Yesterday it rained. And rained. Guess I should be used to it after 37 years in the Pacific Northwest, but I admit to feeling a bit “under the weather,” literally. The French say it another way: Avoir le cafard – “to have the cockroach” – in other words, to be down in the dumps. They also say that to be depressed is to “grind the black” – broyer du noir. Maybe the rain is making me grind a black cockroach, but I sure wish it would stop. Of course, if wishes were horses, beggars would ride….I wonder how the French say that? Outside, the drizzle has chased hummingbirds away from our new feeder; inside this afternoon, I gave up and turned on the heater, and I thought “May 3rd, for heaven’s sake, and it’s raining cats and dogs.”

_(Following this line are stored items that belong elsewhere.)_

PR #928, opened 2025-08-21
ci: Migrate ray-curator docker to uv

thomasdhc:
## Usage

```python
```
## Checklist


ayushdg:
@thomasdhc Would it be possible to also include conda in the Dockerfile? That way the tutorials can leverage conda (mambaforge/miniforge) without needing to set conda up.

ray-curator/docker/Dockerfile
```diff
@@ -0,0 +1,121 @@
...
+
+# Install uv
+ENV UV_VERSION="0.7.2"
+RUN curl -LsSf https://astral.sh/uv/${UV_VERSION}/install.sh | sh
+ENV PATH="/root/.local/bin:$PATH"
+ENV UV_PROJECT_ENVIRONMENT=/opt/venv
+ENV UV_CACHE_DIR=/opt/uv_cache
+ENV PATH="$UV_PROJECT_ENVIRONMENT/bin:$PATH"
+ENV UV_LINK_MODE=copy
+RUN uv venv ${UV_PROJECT_ENVIRONMENT} --system-site-packages
```
abhinavg4, line 55: Just wondering, can't we do pip install `nemo-curator` here, which installs uv automatically. Else just `pip install uv`.

Thinking from a user's perspective, it would be nice to have this file just be a
```
pip install nemo-curator
bash ffmpeg.sh
bash ....
```

ray-curator/docker/Dockerfile
```diff
@@ -0,0 +1,121 @@
...
+
+FROM build as nemo_curator
+
+# install video dependency
+RUN apt-get update && apt-get install -y \
+    libcrypt-dev \
```
abhinavg4: I'm a bit worried about each of these. 

1. We need OSRB for each and ensure they have GPL.
2. Can we put them inside something like `install_video.sh`. Basically I just want us to provide a simple interface to the end user

ray-curator/docker/Dockerfile
```diff
@@ -0,0 +1,121 @@
...
+    texinfo \
+    vainfo \
+    wget \
+    yasm \
+    zlib1g-dev \
+    && rm -rf /var/lib/apt/lists/*
+
+# Install ffmpeg
+COPY ray-curator/docker/common/install_ffmpeg.sh .
+RUN bash install_ffmpeg.sh --FFMPEG_VERSION=7.0.1 --NVCODEC_VERSION=12.1.14.0 && \
```
abhinavg4: Let's put these versions inside `install_video.sh`?

ray-curator/docker/Dockerfile
```diff
@@ -0,0 +1,121 @@
...
+    rm install_ffmpeg.sh
+
+# Copy ray-curator
+COPY ray-curator /opt/ray-curator
+
+# Install dependencies
+RUN cd ray-curator && \
```
abhinavg4: Saem comment as above. Can we do something like 

`pip install nemo-curator[cuda]` or `pip install nemo-curator[cpu]` ?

Why would someone think “cats and dogs” when the rain comes down? Where do these figures of speech come from? Did you know that in Spain, it doesn’t rain cats and dogs, it rains jugs? Esta lloviendo a cantaros! In France, it rains ropes. Odd. Of course, in some places in America, it rains pitchforks. Odder still, but we just don’t think it’s quite as odd because we’re used to it. One of the wonderful things about studying another language is not only learning new idioms (did you know that while American women “give birth,” Mexican women “give light”?) but also hearing our own language in a fresh way. And that’s what a writer need to do, too – hear his or her own language almost as if it were a foreign tongue.
My wish that the rain would go away is “pie in the sky” – unattainable – or, as the French say, prendre la lune avec les dents – taking the moon with the teeth. One of these days, it’s going to stop raining and we’ll go straight from our in-like-a-lion days to the dog days of summer – lions and dogs, odd again – without ever seeing spring. Rats! (or, as the Italians might say Cavolo! Cabbage!)
I guess I shouldn’t get too cranky about it – the rain, the deluge. We tolerate, we get by little by little or in fits and starts or in bits and pieces or in – well – andiamo por singhiozzo – we go by hiccups. And it’s important, in Seattle to ponder what the Romans famously said: Nos poma natamus. We apples swim. We are unsinkable.
Next time I write a poem, I might try to write about people who are like apples floating in water. Or I might write a poem where I sink my teeth into the moon. People ask me where I get my ideas. This is where. Cats, dogs, rats, cabbages, hiccups, the moon. Language.
It’s Poetry Friday today, by the way, and Elaine Magliaro at Wild Rose Reader is hosting the round-up. Head over there to see what poems, thoughts about poetry, and links people have posted.
What a fun post! Living near Vancouver, B.C., I know whereof you speak. I agree, learning another language and its idioms, metaphors, and similes is a window into a whole way of thinking.
And here, in Denver, it’s dry as a bone, which actually makes some sense, at least when it’s an old bone! Thank goodness, although it’s unusually warm, it’s still not hot enough to fry eggs on the sidewalks. I love your post, Julie & wonder how many do find their poetry in these interesting sayings?
Love the “languages” of this post–raining jugs or pitchforks or ropes. Sometimes writing is like “taking the moon with the teeth.” But “we apples keep swimming!”
I read this when you first posted it – while we were still grinding the black here. I had to come back and remind myself of the wonderful phrases. This time I noticed your list of tags which is entertaining on its own.
Thanks for putting some summer words in the Spanish spring of rainy Seattle.
Hi Julie! Fun post. Totally hear you on getting ideas from language (though that may not come as a surprise about me at this point). The world — and as you clearly call out, we really mean the WORLD — is full of words, phrases, definitions, connotations, etc. that can keep poets’ brains spinning in endless loops.
Love this post, Julie! I am forever entertained by the idioms I learn in Italian, and by comparing them to the English versions. Years ago, when my husband’s English wasn’t as polished as it is now, he said “When there is not the cat, the mouse dance.” And that’s how I learned that Italian mice dance instead of merely play!